何か居たのだろう、そこを見上げたまま愕然と、
「なぜ神々の島の精霊がここに? ここは地上じゃないのか? なんでオレ、こんなところに……?」
「だからあんまり深く追求しないでねって。そこんとこ」
今までの経緯をさらりと流す。
「…………」
彼は無言で視線を落とした。状況を知ろうとしてか、周囲の森を見回し始める。
そしてある一点で視線が止まった。
リズだった。
リズは今までの会話に口を挟むことなく、ずっと彼を睨んだまま聞いていた。
彼もまた、リズを睨み返す。
「え? え?」
状況がわからずオロオロと二人を見回すミリアーノ。
するとリズの方が先に目を伏せてフッと笑う。
「あんたも相変わらずだね」
彼の視線をはね退けるようにしてリズは大きく欠伸をし、ノビをした。
「あたいはもう寝るよ。

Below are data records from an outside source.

PR #679, opened 2019-12-13
rebase: make the default backend configurable and change the default

newren:
This is v5 of en/rebase-backend based on v2.25.0.  This series does a lot of work around making the default rebase backend configurable, and switches the default from the *apply* backend to the *merge* one.

Changes since v4:
   * Added a note about an unfortunately-timed Ctrl-C to the docs, as suggested by SZEDER.
   * Addressed feedback from Phillip
   * Added a new patch at the end renaming the two backends.  *PLEASE* take a look at its commit message for rationale and let me know if you agree with it.

Note that in particular, the last patch at the end could have been partially squashed into other patches, but if people objected to the patch in general I wanted Junio to be able to take the rest of the series and just drop that patch.

As with v4, there are some things mentioned earlier that are not addressed:
   * I did not remove the --am (now --apply) option as suggested by Phillip, since Junio and Phillip were still discussing whether it is wanted/needed.  I kind of like having it, but have no strong opinion.
   * I noted the post-commit hook in the differences between backends.  Emily is investigating what changes need to happen there, so I merely documented the existing differences.
   * I did not address the last two items Jonathan brought up as I couldn't find enough information to reproduce or understand the problems.

Cc: Johannes.Schindelin@gmx.de, phillip.wood@dunelm.org.uk, liu.denton@gmail.com, gitster@pobox.com, plroskin@gmail.com, alban.gruin@gmail.com, szeder.dev@gmail.com, jrnieder@gmail.com, emilyshaffer@google.com


dscho:
Heh, seems that 9106.9 really wants to verify that there is a `rebase-apply` directory... talk about overzealous regression tests...

newren:
> Heh, seems that 9106.9 really wants to verify that there is a `rebase-apply` directory... talk about overzealous regression tests...

Yep, was just looking at that and shaking my head as well.  Still haven't figured out 9140, but I'm suspecting an empty patch or something?

newren:
Yeah, 9140 is "empty" patches.  One commit started empty, and was followed by another commit that is a cherry-pick of another commit upstream.  The interactive backend goes to rebase that, optimizes out the two empty patches, and then throws an error because it doesn't have any work to do.  The am-backend, in contrast notes the empty patches, drops them, and completes the operation successfully.

dscho:
> The interactive backend goes to rebase that, optimizes out the two empty patches, and then throws an error because it doesn't have any work to do.

Hrm. Usually such a scenario would result in a todo list containing only the command `noop`.

newren:
> > The interactive backend goes to rebase that, optimizes out the two empty patches, and then throws an error because it doesn't have any work to do.
> 
> Hrm. Usually such a scenario would result in a todo list containing only the command `noop`.

Nah, the buffer will be non-empty; in particular, it will have a single commented-out line corresponding to a commit which started empty.

dscho:
> Nah, the buffer will be non-empty; in particular, it will have a single commented-out line corresponding to a commit which started empty.

I think that this is the real bug here: If all of the commands are commented-out, there should be a noop appended.

It does not make sense for the interactive rebase to use a single `noop` (and to succeed) if all of the patches have been applied upstream already, but to fail if there is even one empty commit (that is commented out because it should be skipped).

newren:
I was hoping retriggering would make the infrastructure failure go away but "Error LNK1181: cannot open input file 'libeay32.lib'" isn't something in my control and clearly is unrelated to my change -- especially since the windows tests succeeded and the windows build succeeded it's just the "Visual Studio Build" that failed.  So I'll submit anyway...

dscho:
> I was hoping retriggering would make the infrastructure failure go away but "Error LNK1181: cannot open input file 'libeay32.lib'" isn't something in my control and clearly is unrelated to my change -- especially since the windows tests succeeded and the windows build succeeded it's just the "Visual Studio Build" that failed. So I'll submit anyway...

Yes, I provided a fix in https://github.com/gitgitgadget/git/pull/527. (Are you saying you didn't see this? 👀 😄 )

newren:
> > I was hoping retriggering would make the infrastructure failure go away but "Error LNK1181: cannot open input file 'libeay32.lib'" isn't something in my control and clearly is unrelated to my change -- especially since the windows tests succeeded and the windows build succeeded it's just the "Visual Studio Build" that failed. So I'll submit anyway...
> 
> Yes, I provided a fix in [gitgitgadget#527](https://github.com/gitgitgadget/git/pull/527). (Are you saying you didn't see this?   )

Yep, I missed it.  Thanks for the pointer; good to know that it's been tracked down and that I can expect it until Junio merges that change so I can just watch it.

PR #441, opened 2021-04-05
chore: make config consistent

nchamo:
We are making two changes here:
1. We are setting the version as 1.0.0, since we will be releasing a new version soon
2. We are making config consistent between lambdas & the content server. 
Now, by setting `COLLECTIONS_L1_SUBGRAPH_URL` or `COLLECTIONS_L2_SUBGRAPH_URL` as environment variables, both services will read the same config. Previously, each service's config had a different name

### DIFF
--- a/Dockerfile
+++ b/Dockerfile
@@ -1,8 +1,8 @@
 FROM node:12.18.1-slim
 
 RUN apt-get update && \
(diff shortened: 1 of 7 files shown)


agusaldasoro (approved):
I like it!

ごたごたに巻き込まれるのはご免だから」
ミリアーノは慌てる。
「えー、そんなっ! 私だって面倒事はヤダよぉ!」
泣きつこうとして、
「泣き言なんて聞きたくないね。自分のことは自分でどうにかしな」
リズから言葉と同時に寝袋を投げ渡される。
「わぷっ……」
ミリアーノは寝袋を顔面でキャッチした。
ふわりと甘い花の香りがミリアーノの鼻孔をくすぐる。
(すごく良い香り)
手に取ってくんくんと寝袋の匂いを嗅ぐ。
瞬間、彼の鋭い声が飛んでくる。
「この匂い! 馬鹿、嗅ぐんじゃない!」
いきなり寝袋をひったくられ、ミリアーノに怒りが込み上げてくる。
「ちょっと、それ返しッ」
拳を振り上げたその時、
「あれ……?」
急に体が鉛のように重くなり、全身から力が抜けていく。そのままミリアーノは地面に崩れ、眠るようにして倒れこんだ。
意識がしだいに遠のいていく。
混濁した意識の中でリズの小さな笑い声が聞こえてくる。
「ふふ。こんな手に引っかかるなんて」
「リズ、お前!」
「ちょっと茶化してみただけ。ライバルからのご挨拶ってやつ。心配しなくても二時間ぐらいで目を覚ますから」
「ライバルだと?」
「そう。まさかこんなところであの最強と謳われた伝説の白羽使い──シンシア・ラステルクの娘に会えるなんて。
──ふふ。今年のイベントは骨がある奴が居て楽しめそうだよ、クレイシス。彼女がここからどう這い上がってくるかが楽しみだね」
(お母さんのこと、何か知っている……?)
ミリアーノの意識はそこで途切れた。